With the recent adoption of the Massachusetts Crowdfunding Exemption, 950 CMR 14.402(B)(13)(o), growing Massachusetts breweries – like any smaller or early stage company – may be wondering how the Exemption can help them. While the use of the Exemption with the unique considerations of breweries has yet to be fully determined, the Exemption may become a great tool to raise capital in Massachusetts, if great caution and care are exercised to address the additional licensing requirements.
Breweries, as with most start-ups or early-stage companies, face the difficulties of securities restrictions and registration requirements in accessing investors and raising capital. With the new Exemption, most Massachusetts companies – from corporations to limited liability companies, with limited exceptions – may conduct intra-state crowdfunding debt and equity offerings with fewer restrictions and registration requirements. Relying on the Exemption, up to $2,000,000 may be raised in a 12-month period, provided there are audited financials. Without audited financials, the amount is capped at $1,000,000 in a 12-month period. Depending on annual income and net worth, individual Massachusetts residents with annual income or net worth over $100,000 are allowed to contribute 10% of their annual income or net worth up to $100,000, and individual Massachusetts residents with their annual income and net worth less than $100,000, are allowed to contribute the greater of $2,000 or 5% of their annual income or net worth.
To comply with the requirements of the Exemption, a company must: (a) make specific documentation and risk disclosures available to prospective investors, such as information on essential personnel and the business plan; (b) set a minimum and maximum offering amount, with the minimum offering amount at least 30% of the maximum offering amount and sufficient to carry out the business plan; (c) hold any funds received through the offering in escrow until the minimum offering amount is reached (and if not reached within a 12-month period, return the funds to each investor); and (d) file notice and a sales report with the Secretary of the Commonwealth at the start and end of the offering, respectively.

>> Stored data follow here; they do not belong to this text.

PR #343, opened 2026-03-22
fix: outcome/phase length check uses char count not byte count (#340)

### LINKED ISSUE #340: crt-025 follow-up: outcome length check should use char count not byte count
## Context

During the crt-025 security review, `validation.rs` was found to use `s.len()` (byte count) for the 512-character `outcome` limit instead of `s.chars().count()`.

For ASCII input this is equivalent. For multibyte input (emoji, CJK) the effective limit is lower than documented. No security risk — parameterized binds prevent injection and the behavior errs on rejecting more input, not less.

The roadblock to the use of the Exemption for breweries – in contrast to start-ups or smaller companies in other industries – is alcoholic beverage licensing requirements. In addition to taking steps to verify each investor meets the Exemption’s annual income or net worth requirements, the required ABCC disclosures add a layer of complication. Notably, the ABCC requires personal information of each investor holding an interest in a brewery’s license be disclosed, which also includes consenting to a CORI check. While the ABCC decided, prior to the adoption of the Exemption, in its November 20, 2013 decision of In re: Homestead Hard Cider, LLC d/b/a Homestead Hard Cider, that the identities of investors providing “de minimis” amounts (in this case “de minimis” amounts ranged from $5 to$500) need not be disclosed, the application of the Exemption in the alcoholic beverage licensing context has not yet fully played out. Adding ABCC disclosure requirements to the Exemption requirements, may make use of the Exemption too complicated or difficult, especially for those already resource-strapped breweries. However, the fact that the Exemption requires all crowdfunding to be within Massachusetts – offerings by Massachusetts companies to Massachusetts residents only – and the fact that the Exemption requires companies using the Exemption take steps to verify the required income and net worth thresholds of each investor anyway, could make the use of the Exemption by breweries more practical.
On a final note, any company – not just breweries – relying on the Exemption must also be in compliance with the federal counterpart under Section 3(a)(11) of the Securities Act of 1933 and SEC Rule 147.